Rana was born on 15 October 1937 in Cologna Veneta, Italy. He joined his brothers at the family bakery in San Giovanni Lupatoto, Veneto, in 1950 and began making tortellini, personally preparing the pasta and the filling. He began producing pasta and made the deliveries door-to-door with his motorbike.

In 1962 Pastificio Rana officially opened its doors. At the beginning of the production, the pasta was strictly handmade. Rana himself oversaw its distribution and delivered the tortellini from house to house.

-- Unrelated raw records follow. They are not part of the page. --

PR #7346, opened 2026-09-08
feat(mobile): keep switched-to terminals warm with a cached buffer

saddlepaddle:
Mason (#ext-trainloop): *"Can you maintain this connection, at least for a little bit. It's frustrating to switch between these and have to wait for it to load every time."* He cycles between trainloop-core, apex-nemo-rl-h200, taskhopper and depot, and every entry pays a cold terminal load.

## What the wait actually is

Measured on device (iPhone 16e sim, prod relay, host on the same Mac — so a real phone on cellular is worse), instrumenting the page's own bridge and socket. Median of 5 cold opens:

| stage | ms | fixable by |
| --- | ---: | --- |
| WebView creation + handing over the 435 KB HTML | ~970 | keeping a WebView alive |
| HTML parse + xterm init | ~35 | — |
| `_whoowns` probe round trip | ~220 | not doing it |
| WebSocket upgrade | ~790 | keeping the socket alive |
| scrollback replay (~105 KB) | ~440 | attaching by sequence |
| **total to painted** | **~2.5–3.0s** | |

Two of those were surprises worth writing down. The 435 KB HTML string is *not* the WebView cost — swapping in a one-line page moved mount→document-start only from ~970ms to ~780ms, so ~780ms is WKWebView instantiation and nothing in our control shortens it. And the probe buys nothing on the happy path: WebKit opens a WebSocket on its own connection, so the probe's TLS work is not reused, and its only job is spotting a 403.

## What this does

The page hands RN a serialized copy of its buffer whenever the session goes quiet, paired with its position in the host's PTY stream. Reopening writes that buffer **before the socket exists** and attaches with `?seq=<epoch>:<n>`, so the host sends only the bytes that arrived while we were away. The probe moves off the happy path to the first socket that closes without ever attaching.

None of that machinery is new — `?seq=` catch-up has been in host-service since #6298 and desktop's renderer has used it (`terminal-seq-anchor.ts`) all along. The mobile page was the one client still speaking the legacy `replay=0|1` dialect. This teaches it the same contract rather than inventing a second one.

| | before | after |
| --- | ---: | ---: |
| time to content on a reopen | ~2.5–3.0s | **~0.9s** |
| bytes on the wire | ~105 KB | **~300 B** |
| time to live socket | ~2.5–3.0s | ~1.4–2.0s |

A first open improves too: `seq=new` returns the host's ring tail, where the legacy FIFO it replaces is *drained* by whichever client attaches first (`replayBuffer` empties `session.buffer`) — so the second client to attach got nothing, and the phone was often that client.

The remaining ~0.9s is almost entirely WKWebView instantiation, and roughly a third of it hides behind the push transition.

## I did not build the LRU connection pool — deliberately

The brief scoped ~5 sessions warm for ~2 minutes, and invited me to say so if the pool was the wrong shape. It is, for three reasons:

1. **It cannot be built cleanly.** React Native cannot reparent a native view, so terminals that outlive a popped screen have to live in a host outside the navigator — an overlay above the `Stack` (which a natively-presented `formSheet` then covers, and which floats stationary while screens slide) or an underlay behind it (which shears during every push and back-swipe). Both trade a visible regression on the most common gesture for the win.
2. **It keeps receiving.** A hidden socket is still a subscribed socket: the host broadcasts to hidden clients, `hidden` only excludes them from sizing. Five warm agent sessions means five live output streams on someone's cellular connection.
3. **It puts the visibility contract permanently at risk.** The failure mode is silent, remote, and lands on *other people's* screens.

The cache gets most of the win at none of that cost, because the expensive part of a reopen is the replay and the round trips, not the socket handle. What a pool would additionally buy is the ~790ms to a live socket — and mobile input already goes over HTTP (`terminal.send`), so you can type and submit during that window; only quick keys wait.

**Numbers, adjusted with reasons.** 5 entries stands. 2 minutes I raised to 10: a snapshot is 33 KB (five is ~165 KB), serializing costs 2–5ms (7–9ms at 4× CPU throttle), nothing is held open, and coming back after a five-minute detour is exactly the case worth serving. Beyond the host's 2 MB catch-up ring an anchor degrades to a reanchor, which repaints rather than corrupting.

## The visibility contract holds

The hazard the brief flags — pinning every desktop pane to phone width — is *structurally* absent here: leaving the screen still closes the socket, and `releaseSocketDims` drops the constraint outright rather than relying on a `hidden` flag being correct.

Proven anyway, on the exact build in this PR, with a second client attached to the same terminal declaring 120x40 while the shell reported `tput cols` on a loop:

| action | PTY |
| --- | --- |
| baseline, phone showing the terminal | 53x37 |
| phone → home (screen unmounts) | **120x40** within ~1.2s |
| phone → reopen | 53x37 |
| app backgrounded | **120x40** within ~0.7s |
| app foregrounded | 53x37 |

## Also verified

- Warm reopen paints the restored buffer at ~1.2s while the "Connecting…" banner is still up, then converges with a ~300 B catch-up — no flash, no reset, no doubled scrollback.
- Tab switching inside a workspace: leaving a tab snapshots it under the right terminal id, returning restores it and attaches `mode=exact` for 79 bytes.
- A cold tab still takes the ring tail (`mode=tail`).
- While the sim was starved mid-run and sockets failed for minutes, every retry re-sent the *same* anchor and recovered exactly once it reconnected.
- `bun test` (66 pass), typecheck, biome, `check:i18n` (no catalog churn — no new strings), sherif.

## Not done

- Tests. The LRU's eviction and expiry are the obvious unit-test target; say the word and I'll add them.
- The ~780ms WKWebView instantiation is measured and left alone; the only lever on it is keeping a WebView alive, which is the pool question above.

https://claude.ai/code/session_011UhaTg7uhefyGtG9neVtTB

---
## Summary by cubic
Switching terminals on mobile now paints a cached buffer before the socket exists, cutting time to content from ~2.5–3s to ~0.9s and catch-up from ~105KB to ~300B. Reopens attach with the same `?seq=` catch-up contract desktop uses, replacing the legacy `replay=0|1` dialect.

- Added a memory-only `warmTerminalCache` (LRU, 5 entries, 10-minute expiry) storing serialized xterm buffers paired with their stream position (`epoch:seq`); cleared on sign-out and account deletion.
- The terminal page exports a snapshot when output goes quiet (300ms, min 2s apart) and on hide, so a popped WebView still leaves a fresh buffer.
- Reopen writes the restored buffer before dialing and requests `?seq=<epoch>:<n>`; first open uses `seq=new` for the ring tail, and unknown positions reanchor with `seq=none` instead of risking a gap.
- The host probe now runs only when a socket closes without ever attaching, saving ~220ms on every normal dial.
- A session-start guard stops a tab switch racing the first attach from opening a second socket, and switches drain xterm's write queue before resetting so bytes from the session being left can't parse into the session being entered.
- Leaving the screen still closes the socket, so no connection pool is introduced and the visibility contract is preserved.
- Added `@xterm/addon-serialize` dependency.

<sup>Written for commit 12a9a1af3687ce8dc05592e6da8cc9b878eab1e1. Summary will update on new commits.</sup>

<a href="https://cubic.dev/pr/superset-sh/superset/pull/7346?utm_source=github" target="_blank" rel="noopener noreferrer" data-no-image-dialog="true"><picture><source media="(prefers-color-scheme: dark)" srcset="https://www.cubic.dev/buttons/review-in-cubic-dark.svg"><source media="(prefers-color-scheme: light)" srcset="https://www.cubic.dev/buttons/review-in-cubic-light.svg">Review in cubic</picture></a>

## Summary by CodeRabbit

- **New Features**
  - Added warm terminal restoration, allowing recently used terminal sessions to reopen with scrollback and position preserved.
  - Improved terminal tab switching by restoring cached content before reconnecting and loading only missing output.
  - Terminal snapshots refresh during session changes and when leaving the screen for a smoother return experience.

- **Bug Fixes**
  - Cleared cached terminal data when signing out or deleting an account to prevent previous session content from reappearing.


saddlepaddle:
Addressed all four cubic findings in 12a9a1af3. Three were real bugs; I verified each against the code rather than taking the review's word for it, and reproduced two of them.

**P1 — switch racing the initial attach (`TerminalWebView.tsx:310`).** Real. Only `beginSession` claimed the start guard, so a `switch` arriving before RN's answer to `ready` connected, and the later `attach` connected again. The window is not theoretical: the WebView mounts as soon as `activeTerminalId` is non-null, and that id can still change while the page boots (~900ms), e.g. as `params.tab` or the tab-order store resolves.

Reproduced headlessly against the *generated* page with a stubbed bridge and socket:

| scenario | before | after |
| --- | ---: | ---: |
| switch arrives before attach | **2 sockets** | 1 |
| attach then switch (normal) | 2 | 2 |
| switch drains queued output | 3000 stale lines | 0 |

The failing case is worse than a duplicate connection: the second dial went out as `seq=E1:100` — an anchor harvested from the *other* socket's `synced` — which is exactly the corruption the review described. Fix is a shared `claimStart()` that the switch path also takes.

**P1 — `term.reset()` and the write queue (`generate-terminal-html.ts:498`).** Real, and I confirmed the underlying behaviour directly against the bundled xterm rather than assuming: after `write(big)` then `reset()`, the queued data still parses and the buffer ends up holding the old content. So output from the session being left was landing in the one being entered, above its restored content.

Fixed by riding an empty write's callback as a barrier — also verified against the bundle: `write("", cb)` fires strictly after everything queued before it (`["big-parsed", "barrier"]`). A second switch while one is pending is guarded by generation.

Worth noting this **predates this PR** — the old switch called the same bare `reset()` — but the restore made it both more likely and more visible, so it belongs here.

**P2 — account deletion (`warmTerminalCache.ts:50`).** Real. `useSignOut` cleared the cache; `useDeleteAccount` is a separate path that cleared the query cache but not terminal buffers. Now clears both.

**P2 — late attach after the 1s backstop.** Real but narrower than described. The session is already running correctly at that point, so re-painting or re-dialling would be wrong. What was genuinely lost is the terminal id: a backstop start has none, and without one that page can never file a snapshot again. It now adopts the id without touching the running session.

Not changed: the LRU is still 5 entries / 10 minutes, and there are still no unit tests for its eviction and expiry — happy to add them if wanted.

With the assistance of local engineers and mechanics, Rana designed and developed new machines to meet the increasing demand for pasta. The machines increased production from about 33 lb of tortellini an hour to about 44000 lb an hour. In 1971, the factory moved to its current location of San Giovanni Lupatoto. Rana's son Gian Luca (today the CEO of his father's company) joined the company and expanded the brand to other European countries and the US. The first factory in Chicago opened in 2012. In October 2012 the Giovanni Rana pasta company opened its first restaurant in the United States at the Chelsea Market complex in the Chelsea neighborhood of Manhattan, New York City. The same year the firm opened a restaurant at Regent's Place in London, England, which is its first eatery in the United Kingdom.